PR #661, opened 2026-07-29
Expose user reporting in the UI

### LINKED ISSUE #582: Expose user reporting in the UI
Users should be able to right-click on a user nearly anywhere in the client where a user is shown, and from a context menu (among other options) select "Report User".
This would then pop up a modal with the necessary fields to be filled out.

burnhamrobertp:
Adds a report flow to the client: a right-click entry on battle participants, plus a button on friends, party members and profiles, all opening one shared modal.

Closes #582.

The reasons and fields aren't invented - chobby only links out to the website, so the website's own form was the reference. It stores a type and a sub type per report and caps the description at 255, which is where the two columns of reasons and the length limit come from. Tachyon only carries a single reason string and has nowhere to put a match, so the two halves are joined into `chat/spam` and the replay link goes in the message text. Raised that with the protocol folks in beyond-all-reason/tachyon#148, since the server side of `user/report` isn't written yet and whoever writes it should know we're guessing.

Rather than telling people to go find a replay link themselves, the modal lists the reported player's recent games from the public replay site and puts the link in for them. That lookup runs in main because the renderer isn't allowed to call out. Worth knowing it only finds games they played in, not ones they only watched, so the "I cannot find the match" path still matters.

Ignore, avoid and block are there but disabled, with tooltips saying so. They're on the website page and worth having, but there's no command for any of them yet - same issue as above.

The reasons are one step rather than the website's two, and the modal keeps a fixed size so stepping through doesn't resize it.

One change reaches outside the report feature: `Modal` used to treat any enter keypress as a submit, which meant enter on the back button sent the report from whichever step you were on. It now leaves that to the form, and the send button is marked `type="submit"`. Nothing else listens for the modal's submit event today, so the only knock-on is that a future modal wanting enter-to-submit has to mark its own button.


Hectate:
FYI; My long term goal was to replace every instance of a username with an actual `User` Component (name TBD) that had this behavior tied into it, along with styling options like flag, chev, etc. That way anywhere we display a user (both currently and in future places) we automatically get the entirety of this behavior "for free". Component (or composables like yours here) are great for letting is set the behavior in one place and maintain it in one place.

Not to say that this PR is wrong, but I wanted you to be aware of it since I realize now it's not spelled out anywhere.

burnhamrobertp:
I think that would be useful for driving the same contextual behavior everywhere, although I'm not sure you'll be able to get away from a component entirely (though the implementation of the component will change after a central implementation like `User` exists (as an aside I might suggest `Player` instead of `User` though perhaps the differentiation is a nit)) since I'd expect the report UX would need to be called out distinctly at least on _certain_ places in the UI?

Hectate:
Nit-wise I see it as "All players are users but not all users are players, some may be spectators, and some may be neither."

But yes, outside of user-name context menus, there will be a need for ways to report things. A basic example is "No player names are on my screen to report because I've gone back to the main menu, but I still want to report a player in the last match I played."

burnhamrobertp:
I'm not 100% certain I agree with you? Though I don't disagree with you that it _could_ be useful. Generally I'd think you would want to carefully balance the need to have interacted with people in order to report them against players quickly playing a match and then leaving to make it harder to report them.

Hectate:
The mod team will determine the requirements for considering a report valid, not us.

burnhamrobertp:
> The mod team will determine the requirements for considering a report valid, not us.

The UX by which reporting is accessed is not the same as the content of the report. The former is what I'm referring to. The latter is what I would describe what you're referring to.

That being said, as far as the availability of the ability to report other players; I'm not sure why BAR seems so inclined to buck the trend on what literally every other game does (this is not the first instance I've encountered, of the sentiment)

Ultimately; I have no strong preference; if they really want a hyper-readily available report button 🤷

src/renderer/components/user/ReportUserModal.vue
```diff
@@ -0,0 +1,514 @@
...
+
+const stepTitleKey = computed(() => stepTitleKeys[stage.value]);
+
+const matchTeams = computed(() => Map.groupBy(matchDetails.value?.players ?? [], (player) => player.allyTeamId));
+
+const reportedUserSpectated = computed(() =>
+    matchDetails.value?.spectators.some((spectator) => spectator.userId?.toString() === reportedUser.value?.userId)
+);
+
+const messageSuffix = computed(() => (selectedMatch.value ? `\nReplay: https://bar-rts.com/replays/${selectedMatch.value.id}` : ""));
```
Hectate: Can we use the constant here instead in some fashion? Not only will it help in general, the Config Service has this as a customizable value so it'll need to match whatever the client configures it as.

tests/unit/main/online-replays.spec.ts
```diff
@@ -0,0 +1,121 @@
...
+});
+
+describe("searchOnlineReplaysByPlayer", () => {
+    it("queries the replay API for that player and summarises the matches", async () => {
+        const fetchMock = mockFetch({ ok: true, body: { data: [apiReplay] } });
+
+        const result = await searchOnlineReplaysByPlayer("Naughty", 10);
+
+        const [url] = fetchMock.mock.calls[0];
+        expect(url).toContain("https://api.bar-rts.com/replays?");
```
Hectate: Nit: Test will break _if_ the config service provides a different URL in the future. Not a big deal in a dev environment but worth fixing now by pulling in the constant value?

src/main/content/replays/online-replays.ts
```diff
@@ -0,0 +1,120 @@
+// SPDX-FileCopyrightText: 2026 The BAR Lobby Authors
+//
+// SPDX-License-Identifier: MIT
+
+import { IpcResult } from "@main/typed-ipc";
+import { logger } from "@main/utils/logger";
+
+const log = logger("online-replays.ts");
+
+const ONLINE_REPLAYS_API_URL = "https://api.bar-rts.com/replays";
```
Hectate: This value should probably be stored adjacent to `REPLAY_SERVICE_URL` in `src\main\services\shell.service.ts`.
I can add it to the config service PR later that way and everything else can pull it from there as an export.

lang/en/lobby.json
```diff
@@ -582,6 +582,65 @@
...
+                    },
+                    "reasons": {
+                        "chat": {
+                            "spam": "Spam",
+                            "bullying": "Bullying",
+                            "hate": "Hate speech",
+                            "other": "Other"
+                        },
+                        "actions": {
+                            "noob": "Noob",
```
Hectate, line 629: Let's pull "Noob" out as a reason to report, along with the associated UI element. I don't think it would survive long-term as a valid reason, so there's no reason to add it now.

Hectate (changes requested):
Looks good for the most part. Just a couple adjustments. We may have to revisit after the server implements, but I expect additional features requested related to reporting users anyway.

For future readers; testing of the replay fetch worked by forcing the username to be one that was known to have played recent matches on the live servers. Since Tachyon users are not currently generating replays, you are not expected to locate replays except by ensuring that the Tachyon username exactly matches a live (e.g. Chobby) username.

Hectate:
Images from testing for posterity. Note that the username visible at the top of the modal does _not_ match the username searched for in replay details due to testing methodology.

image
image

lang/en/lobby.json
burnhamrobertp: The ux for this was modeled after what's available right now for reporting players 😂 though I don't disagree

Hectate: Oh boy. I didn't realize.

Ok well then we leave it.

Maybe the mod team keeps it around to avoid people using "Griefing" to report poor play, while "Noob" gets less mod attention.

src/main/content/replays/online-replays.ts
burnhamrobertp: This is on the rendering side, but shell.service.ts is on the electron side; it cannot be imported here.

:::

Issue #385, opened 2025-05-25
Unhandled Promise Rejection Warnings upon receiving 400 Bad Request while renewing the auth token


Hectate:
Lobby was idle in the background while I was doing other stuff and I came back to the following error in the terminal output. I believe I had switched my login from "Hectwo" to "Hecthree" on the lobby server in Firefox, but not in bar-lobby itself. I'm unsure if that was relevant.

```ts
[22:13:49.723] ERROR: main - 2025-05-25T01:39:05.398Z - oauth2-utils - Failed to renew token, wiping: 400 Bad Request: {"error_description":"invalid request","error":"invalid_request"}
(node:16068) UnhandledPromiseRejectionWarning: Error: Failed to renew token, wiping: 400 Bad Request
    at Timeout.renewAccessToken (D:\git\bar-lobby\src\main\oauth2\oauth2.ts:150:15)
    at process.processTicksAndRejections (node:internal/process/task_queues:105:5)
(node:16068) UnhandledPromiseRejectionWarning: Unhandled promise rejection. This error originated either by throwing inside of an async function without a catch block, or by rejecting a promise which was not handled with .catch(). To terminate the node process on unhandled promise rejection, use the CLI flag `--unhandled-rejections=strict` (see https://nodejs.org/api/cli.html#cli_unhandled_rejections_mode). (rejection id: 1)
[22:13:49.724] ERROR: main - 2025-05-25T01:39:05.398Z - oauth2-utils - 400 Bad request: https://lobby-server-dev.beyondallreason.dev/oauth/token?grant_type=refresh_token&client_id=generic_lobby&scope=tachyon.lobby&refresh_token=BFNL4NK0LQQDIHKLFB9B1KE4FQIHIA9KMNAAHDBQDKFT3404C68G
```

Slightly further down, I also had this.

:::

What is being asked
Give the number of lines in the material above that contain the word "matchDetails", and add nothing.

Solution to the problem
2